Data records
• • • • •
PR #133, opened 2022-06-01
Revisions r basics

franzenr:
Hi Joy, I'm putting you on this one since these are your modules! 
In particular, I had to do a little rearranging section titles/structure for the transform module -- make sure you like how it looks, feel free to add an introductory section to the hands on if desired like you did in viz. 

The environment setups should now all be the same (including alt text), setup only appears once (at beginning) in transform, and I also noticed a few decorative images not handled appropriately in terms of alt text, so I did those really quickly as well.


pm0kjp (approved):
TYSM!  Great improvements all around

Issue #166, opened 2022-07-11
Quiz marking correct answer wrong


drelliche:
In this question:

> You create a new folder titled canines in learning_bash-main. What command would you use to move the files dog.txt and wolf.txt into the canines folder? Use the relative locations of the files and folders.

the answer `mv dog.txt wolf.txt canines` is marked wrong.

drelliche:
Closed by merging PR https://github.com/arcus/education_modules/pull/167

PR #167, opened 2022-07-11
trim whitespace from quiz input

drelliche:
In response to Issue https://github.com/arcus/education_modules/issues/166 , the quiz questions were not trimming extra whitespace before checking if the answer was correct. I believe this will fix that.

### DIFF
--- a/bash_command_line_102/bash_command_line_102.md
+++ b/bash_command_line_102/bash_command_line_102.md
@@ -225,11 +225,11 @@ The `find` function searches the names of all folders and files in the current d
 ***
 
 
-2. What you command will return all files with a `.dat` ending that contain the word `Weight`
+2. What you command will return all files with a `.dat` ending that contain the word `Weight`?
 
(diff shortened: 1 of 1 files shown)


bash_command_line_102/bash_command_line_102.md
```diff
@@ -225,11 +225,11 @@ The `find` function searches the names of all folders and files in the current d
 ***
 
 
-2. What you command will return all files with a `.dat` ending that contain the word `Weight`
+2. What you command will return all files with a `.dat` ending that contain the word `Weight`?
```
rosemm, line 228:
```suggestion
2. What command will return all files with a `.dat` ending that contain the word `Weight`?
```

rosemm: @drelliche extra word here, right?

rosemm (approved):
This appears to be working correctly now!

PR #191, opened 2022-08-12
Data storage models fix

### LINKED ISSUE #165: Content for quiz question appears after the question itself
Quiz: Storage on your Computer - What is true of desktop storage? Option 3 relies on knowing content presented later (under "on premises network"). Need to rework or reorder so learners are equipped to answer the question at the point where it's presented.

### LINKED ISSUE #173: Quiz Question Mismatch
For the **_Quiz: Storage on your Computer_**, the answers do not relate to the question nor the content being tested. The answers are from the quiz, _**Quiz: On-Premises Network**_, and the drop-down answer box is the same as well. I think there may be a mistake there.

### LINKED ISSUE #190: "Cost of storage in the cloud is inversely related to how instantly it can be accessed". User suggests we replace "instantly" with "how quickly", "how long it takes to access data" or "the speed with which data may be accessed"

rosemm:
Tweaking wording in the cloud storage quiz (fixes #190), and combining local and network quizzes together (fixes #165, fixes #173). 
It was originally designed as two "parallel" quiz questions, with the same set of answers but first applying to local storage and later to network storage (and they had the same solution because the first was "which of these is true" and the second was "which of these is NOT true"). That wasn't working well because the repeated content was potentially confusing (user report #173 ), and because several of the answer options were not actually explained before the local storage quiz, only before the later network storage quiz (#165 ). I reorganized the content to make it one matrix quiz after the network storage section, rather than two separate multiple choice questions.

### DIFF
--- a/data_storage_models/data_storage_models.md
+++ b/data_storage_models/data_storage_models.md
@@ -2,7 +2,7 @@
 
 author:   Nicole Feldman
 email:    feldmanna@chop.edu
-version:  1.0.0
+version:  1.1.0
 language: en
 narrator: UK English Female
 title: Types of Data Storage Solutions
--- a/data_storage_models/data_storage_models.md
+++ b/data_storage_models/data_storage_models.md
@@ -174,14 +174,14 @@ For all its computational advantages, on premises network storage has significan
 
 ### Quiz: Cloud Storage
 
-True or False: Cost of storage in the cloud is inversely related to how quickly data can be accessed.
+True or False: Cost of storage in the cloud is directly related to how quickly data can be accessed.
 
-[( )] TRUE
-[(X)] FALSE
+[(X)] TRUE
+[( )] FALSE
 ***
 <div class = "answer">
 
-The most economical storage in the cloud is coldline or archival tier storage. This option can offer up to a several day retrieval time.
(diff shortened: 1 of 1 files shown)


rosemm:
@nafeldman Hi Nicole! I added you to this pull request since you're the original author on the module (this is the Data Storage Models one), and I wanted to keep you in the loop. We're happy to handle the review etc. though, so you don't have to check it over unless you want to.

data_storage_models/data_storage_models.md
```diff
@@ -143,20 +128,25 @@ Both optical discs and USB flash drives require playback media and can suffer ir
...
+- [ [X]      [ ] ] Once you have made the resource investment, making changes is quite easy
+- [ [ ]      [X] ] Files can be only accessed over the network or through a VPN client
+-
 
-[( )] Requires physical space to maintain and host servers
-[( )] Requires in house IT staff or vendor support to maintain the technical infrastructure
-[(X)] Once you have made the resource investment, making changes is quite easy
-[( )] Files can be only accessed over the network or through a VPN client
 ***
+
```
drelliche, line 143: answer box is appearing before answer is submitted

drelliche (approved):

Issue #193, opened 2022-08-16
Rename folders and files


franzenr:
All git modules so far (including the [windows setup module](https://github.com/arcus/education_modules/tree/main/git_setup_windows) that complements this mac/linux module) are named "git_*something something something*"

May want to consider updating this module to follow the same naming structure for easier reference/location/linking -- at minimum, perhaps we want both of the setup modules named the same (meaning we could choose instead to adapt the windows module to have similar file and directory naming as this module instead). 

Note that if we update, other modules that link out to this module will need to be updated with the new link.

franzenr:
@drelliche assigning this to you since you wrote the Windows module, and Rose H is of course out on leave

drelliche:
@franzenr This turned out to be pretty quick and easy with a find and replace! Take a look at PR #194

PR #194, opened 2022-08-16
rename module to git_setup_mac_and_linux

drelliche:
#193


franzenr (changes requested):
One tiny pedantic change request since we're already here -- YAML title calls this Setting Up Git _for_ Mac and Linux, while displayed title is *on* Mac and Linux -- can you fix to be on so it agrees with YAML + windows module? 

I'd update it myself with a code suggestion, but it's just outside of the range of impacted lines where it will let me insert a code suggestion via github.com

drelliche:
Good catch @franzenr! All 4 places (yaml and title for both Mac/linux and Windows) now use "on"

franzenr (approved):

franzenr:
🙌

Issue #213, opened 2022-11-02
man command does not work on git bash


franzenr:
record 122: man command does not work on git bash, returns "command not found" error

franzenr:
you know the drill -- assigning to you since you're co-author, feel free to redistribute as necessary

PR #216, opened 2022-11-02
add warning about no man in GitBash

drelliche:
This addresses Issue https://github.com/arcus/education_modules/issues/213

The `man` command is not enabled in GitBash (and from the Git Bash conversation each time the issue is raised, is unlikely to every be available). This warning tells GitBash users that they can get the same info from an internet search.

I considered introducing `--help` here, but rejected it as it is far less helpful and has far less information than the manual, and the information provided is likely to be quite confusing for new users of Bash.

### DIFF
--- a/bash_command_line_101/bash_command_line_101.md
+++ b/bash_command_line_101/bash_command_line_101.md
@@ -488,9 +488,15 @@ The quotes around the text can also be safely omitted in this case, but that isn
 
 - Software Carpentries offers an open source course [introducing new users to the Unix Shell](https://swcarpentry.github.io/shell-novice/)
 
-### The bash manual
+### Getting help from the manual
 
-The bash manual is available to you whenever you are in a bash shell.  Entering `man command_name` reveals the documentation (`man` is short for "manual") for the function `command_name`.  This can be useful if you think a command might be useful and want to learn more about it, or have forgotten how to use a command or what its options are.
+<div class="warning">
+
+The bash manual is available to you in most bash shells, although not in Git Bash. If you are using Git Bash, an internet search for "`command_name` bash manual" will usually get you the same information.
+
+</div>
+
+Entering `man command_name` reveals the documentation (`man` is short for "manual") for the function `command_name`.  This can be useful if you think a command might be useful and want to learn more about it, or have forgotten how to use a command or what its options are.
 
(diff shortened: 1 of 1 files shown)


drelliche:
@franzenr you seem to be on a GitHub roll today, and this should be quite short, but can certainly go to someone else.

franzenr:
This looks good to me, although this reminds me that one thing I noticed when looking through these modules myself is that the way we're presenting this (that is, teaching them how to use a specific command to get additional help, rather than just linking them to some outside resource), it should probably be included in the actual module content itself, not nestled under Additional Resources. 

I had been planning to drop this in a new issue at some point today -- I can quickly draw that one up if you'd like, and we can get them both taken care of with one PR? @drelliche

drelliche:
@franzenr I made the manual it's own level 2 section before additional resources.

bash_command_line_101/bash_command_line_101.md
```diff
@@ -480,17 +480,15 @@ The quotes around the text can also be safely omitted in this case, but that isn
...
-- [Reinforce Your New Knowledge through this Learning the Shell Page](https://linuxcommand.org/lc3_learning_the_shell.php)
+The bash manual is available to you in most bash shells, although not in Git Bash. If you are using Git Bash, an internet search for "`command_name` bash manual" will usually get you the same information.
 
-- Software Carpentries offers an open source course [introducing new users to the Unix Shell](https://swcarpentry.github.io/shell-novice/)
-
-### The bash manual
+</div>
 
-The bash manual is available to you whenever you are in a bash shell.  Entering `man command_name` reveals the documentation (`man` is short for "manual") for the function `command_name`.  This can be useful if you think a command might be useful and want to learn more about it, or have forgotten how to use a command or what its options are.
+Entering `man command_name` reveals the documentation (`man` is short for "manual") for the function `command_name`.  This can be useful if you think a command might be useful and want to learn more about it, or have forgotten how to use a command or what its options are.
```
franzenr, line 491:
```suggestion
Entering `man command_name` reveals the documentation for the function `command_name`  (`man` is short for "manual").  This can be helpful if you think a command might be useful and want to learn more about it, or have forgotten how to use a command or what its options are.
```
1. Improve sentence flow
2. Avoids using useful 2x in one sentence

franzenr:
one quick rewrite suggestion and then I think we're good to go! 🙌  @drelliche

franzenr (approved):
• • • • •
[WHAT YOU SHOULD DO]: Where a line in the records above contains the string "made", return that line.

[ANSWER FOR THE TASK]:
+- [ [X]      [ ] ] Once you have made the resource investment, making changes is quite easy
-[(X)] Once you have made the resource investment, making changes is quite easy
@franzenr I made the manual it's own level 2 section before additional resources.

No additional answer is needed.